1. In deze zaak staat als gesteld en erkend, dan wel niet of onvoldoende gemotiveerd weersproken en/of blijkend uit niet-betwiste producties het volgende vast:
a. Op 25 oktober 2004 heeft [gedaagde], in de persoon van de heer [X] -verder te noemen [X] -, de vrijstaande woning, staande en gelegen aan de [adres] te Mariënberg -verder te noemen de woning- getaxeerd in opdracht van de heer [Y] en zijn echtgenote -verder in mannelijk enkelvoud te noemen [Y].
b.

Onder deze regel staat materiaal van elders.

PR #2029, opened 2021-11-15
ui/schedules/calendar: Increase override query page size for calendar

### LINKED ISSUE #1987: ui/schedules/calendar: missing calendar events for override
**Describe the Bug:**
When a schedule has a large number of overrides, the override events on the calendar stop rendering, perhaps due to pagination of the query.

**Expected Behavior:**
Every override is represented on the Schedule Calendar.

**Observed Behavior:**
Not every override is represented on the Schedule Calendar.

Het doel van de taxatie was om inzicht te verstrekken in de waarde van de woning ten behoeve van een beoordeling van een aanvraag van een hypothecaire geldlening door [Y] bij Obvion.
c. Op 26 oktober 2004 heeft [X] zijn taxatierapport uitgebracht. De onderhandse verkoopwaarde van de woning vrij van huur en gebruik is daarbij getaxeerd op een bedrag van € 325.000,-- en de executiewaarde, vrij van huur en gebruik, op een bedrag van
€ 292.000,--. Voorts is de onderhandse verkoopwaarde van de woning vrij van huur en gebruik na verbouwing getaxeerd op een bedrag van € 365.000,-- en de executiewaarde, vrij van huur en gebruik, na verbouwing op een bedrag van € 328.000,--.
d. Onder 'N. Nieuwbouw, Verbouwing, Verbetering' op pagina 6 van het taxatierapport van [X] is weergegeven dat er sprake is van verbouwings-, verbeterings- en/of onderhoudswerkzaamheden dan wel concrete plannen daartoe, waarbij als belangrijkste werkzaamheden zijn genoemd:
“-Plaatsen nieuwe keuken
-Woning opnieuw stucadoren
- 2x Badkamer vernieuwen
-Opnieuw aanleggen van de tuin
-Kelder lekdicht maken”
Uit dit onderdeel van het taxatierapport volgt voorts dat ten tijde van het uitbrengen van het taxatierapport de werkzaamheden nog moeten aanvangen, waarbij het bedrag dat betrokkene aan de werkzaamheden denkt te besteden is gesteld op 'circa € 60.000,--'.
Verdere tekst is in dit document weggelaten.